PR #4672, opened 2020-05-24
add set_alert_fd in python binding, to supersede set_alert_notify

arvidn:


bindings/python/src/session.cpp
```diff
@@ -413,6 +413,17 @@ namespace
         s.set_alert_notify(std::bind(&alert_notify, cb));
     }
 
+    void alert_fd_notify(int const fd)
+    {
+        std::uint8_t dummy = 0;
+        ::write(fd, &dummy, 1);
```
WGH-, line 419: Unfortunately, `signal.set_wakeup_fd` is somewhat complicated for a reason. Although on UNIX-like systems `write` is ok for sockets, on Windows, you have to use `send` for sockets.

docs/python_binding.rst
```diff
@@ -117,9 +117,30 @@ To get a python dictionary of the settings, call ``session::get_settings``.
...
+``NAME_OF_METRIC`` is the name of a metric.
+
+set_alert_notify
+================
+
+The ``set_alert_notify()`` function is not compatible with python. Since it
+requires locking the GIL from within the libtorrent thread, to call the callback,
+it can cause a deadlock with the main thread.
+
+Instead, use the python-specific ``set_alert_fd()`` which takes a file descriptor
```
WGH-, line 135: I'd mention that the file descriptor must be non-blockable.

docs/python_binding.rst
```diff
@@ -117,9 +117,30 @@ To get a python dictionary of the settings, call ``session::get_settings``.
...
+that will have 1 byte written to it to notify the client that there are new
+alerts to be popped.
+
+This can be used with ``socket.socketpair()``, for exanple. The file descriptor
```
WGH-, line 139: I'd mention that `os.pipe` is also fine and even preferred for UNIX-like systems, due to being simpler and lower-overhead object. It's bad on Windows due to not being able to be configured non-blocking. though.

docs/python_binding.rst
```diff
@@ -117,9 +117,30 @@ To get a python dictionary of the settings, call ``session::get_settings``.
...
+set_alert_notify
+================
+
+The ``set_alert_notify()`` function is not compatible with python. Since it
+requires locking the GIL from within the libtorrent thread, to call the callback,
+it can cause a deadlock with the main thread.
+
+Instead, use the python-specific ``set_alert_fd()`` which takes a file descriptor
+that will have 1 byte written to it to notify the client that there are new
+alerts to be popped.
```
WGH-, line 137: I'd add here that the other end of the file descriptor can be easily integrated into existing event loop, like `asyncio`, `selectors`, `gevent`, etc.

bindings/python/src/session.cpp
arvidn: I see, so this patch doesn't support sockets on windows. Sockets on windows also aren't `int`s, they are `HANDLE`s. I wonder what `fileno()` returns on a socket in python on windows then..

arvidn:
does anyone have concrete suggestion on what to do instead of this?
it seems like it would be a safer API to ask for the file descriptor rather than passing one in. Since passing it in will have a bunch of (likely unintuitive) restrictions anyway.

I would like to keep this simple and practical, rather than generic.

it looks like socket handles may be usable with `WriteFile()` on windows ([here](https://docs.microsoft.com/en-us/windows/win32/winsock/socket-handles-2)). So maybe the `int` can be assumed to be a `HANDLE` on windows and a file descriptor otherwise. And use `WriteFile` and `write` respectively.

The problem is that this all depends on implementation details of python itself (afaiu).

WGH-:
> does anyone have concrete suggestion on what to do instead of this?

I think doing it in exactly the same way as in CPython's `signal.set_wakeup_fd` is a good idea.

https://github.com/python/cpython/blob/a59fc9160db50a5e20358303e7ddbda180a1b74f/Modules/signalmodule.c#L289-L327
https://github.com/python/cpython/blob/a59fc9160db50a5e20358303e7ddbda180a1b74f/Modules/signalmodule.c#L665-L775

bindings/python/src/session.cpp
WGH-: `HANDLE` is actually an integer, just even more opaque than fd on UNIX-like systems (the latter are guaranteed to be assigned sequentially, 0, 1 and 2 have predefined meaning, etc.).

arvidn: `HANDLE` is a void pointer, which is likely twice as wide as `int`

AllSeeingEyeTolledEweSew: https://github.com/python/cpython/blob/master/Modules/socketmodule.c#L3375
https://github.com/python/cpython/blob/master/Modules/socketmodule.h#L207

Looks like `socket.fileno()` is always a **python** `int`; on windows it's cast from `SOCKET`.

https://github.com/python/cpython/blob/master/Modules/_io/fileio.c#L382

For normal files python calls `_wopen` on windows, so you get file descriptor that fits in a C `int`.

https://github.com/python/cpython/blob/master/Modules/signalmodule.c#L670

Python's `signal.set_wakeup_fd` queries the fd with winsock, and if that fails, assumes it's a normal int file descriptor.

docs/python_binding.rst
arvidn: I don't think it has to be non-blocking. but not reading from it at sufficient frequency will block libtorrent's internal thread. Making it non-blocking won't really solve that problem, it will just make you miss events instead

docs/python_binding.rst
arvidn: I don't think the non-blocking is a serious issue, and I would think `os.pipe` would probably be a reasonable cross-platform solution

docs/python_binding.rst
WGH-: > I don't think it has to be non-blocking. but not reading from it at sufficient frequency will block libtorrent's internal thread.

That's true. "Pass a blocking FD at your own risk" :)

> Making it non-blocking won't really solve that problem, it will just make you miss events instead

Not really. If the fd is full, it means that the other end is already in "notified" state.

bindings/python/src/session.cpp
```diff
@@ -413,6 +413,39 @@ namespace
...
+    {
+        std::uint8_t dummy = 0;
+		::send(fd, &dummy, 1, 0);
+    }
+#endif
+
+    void alert_fd_notify(int const fd)
+    {
+        std::uint8_t dummy = 0;
+        while (::write(fd, &dummy, 1) < 0 && errno == EAGAIN);
```
WGH-, line 427: Did you mean to say `errno == EINTR`?

docs/python_binding.rst
arvidn: good point

bindings/python/src/session.cpp
arvidn: heh, yes :)

bindings/python/src/session.cpp
```diff
@@ -413,6 +413,39 @@ namespace
...
+    }
+#endif
+
+    void alert_fd_notify(int const fd)
+    {
+        std::uint8_t dummy = 0;
+        while (::write(fd, &dummy, 1) < 0 && errno == EINTR);
+    }
+
+    void set_alert_fd(lt::session& s, int fd)
```
AllSeeingEyeTolledEweSew, line 430: Don't we want the arg to be larger than `int`? I thought `SOCKET`s are pointers.

arvidn:
I think this patch is in a good state now. Would anyone mind trying it out?

arvidn:
since the unit test pass, I'm inclined to feel confident that it works

WGH-:
Seems to work fine, tested on Linux.

```python
async def await_for_alert(ses: lt.session):
    loop = asyncio.get_event_loop()
    event = asyncio.Event()
    r, w = os.pipe2(os.O_NONBLOCK | os.O_CLOEXEC)
    def on_ready():
        event.set()
        while True:
            try:
                os.read(r, 1)
            except BlockingIOError:
                return
    loop.add_reader(r, on_ready)
    ses.set_alert_fd(w)
    try:
        while True:
            event.clear()
            alerts = ses.pop_alerts()
            for alert in alerts:
                yield alert
            await event.wait()
    finally:
        loop.remove_writer(r)
        os.close(r)
        os.close(w)
```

-------------------------

## [Your assignment]
Check each line above for the string "just" and copy every line that has it.

## [Problem solution]
WGH-: `HANDLE` is actually an integer, just even more opaque than fd on UNIX-like systems (the latter are guaranteed to be assigned sequentially, 0, 1 and 2 have predefined meaning, etc.).
arvidn: I don't think it has to be non-blocking. but not reading from it at sufficient frequency will block libtorrent's internal thread. Making it non-blocking won't really solve that problem, it will just make you miss events instead
> Making it non-blocking won't really solve that problem, it will just make you miss events instead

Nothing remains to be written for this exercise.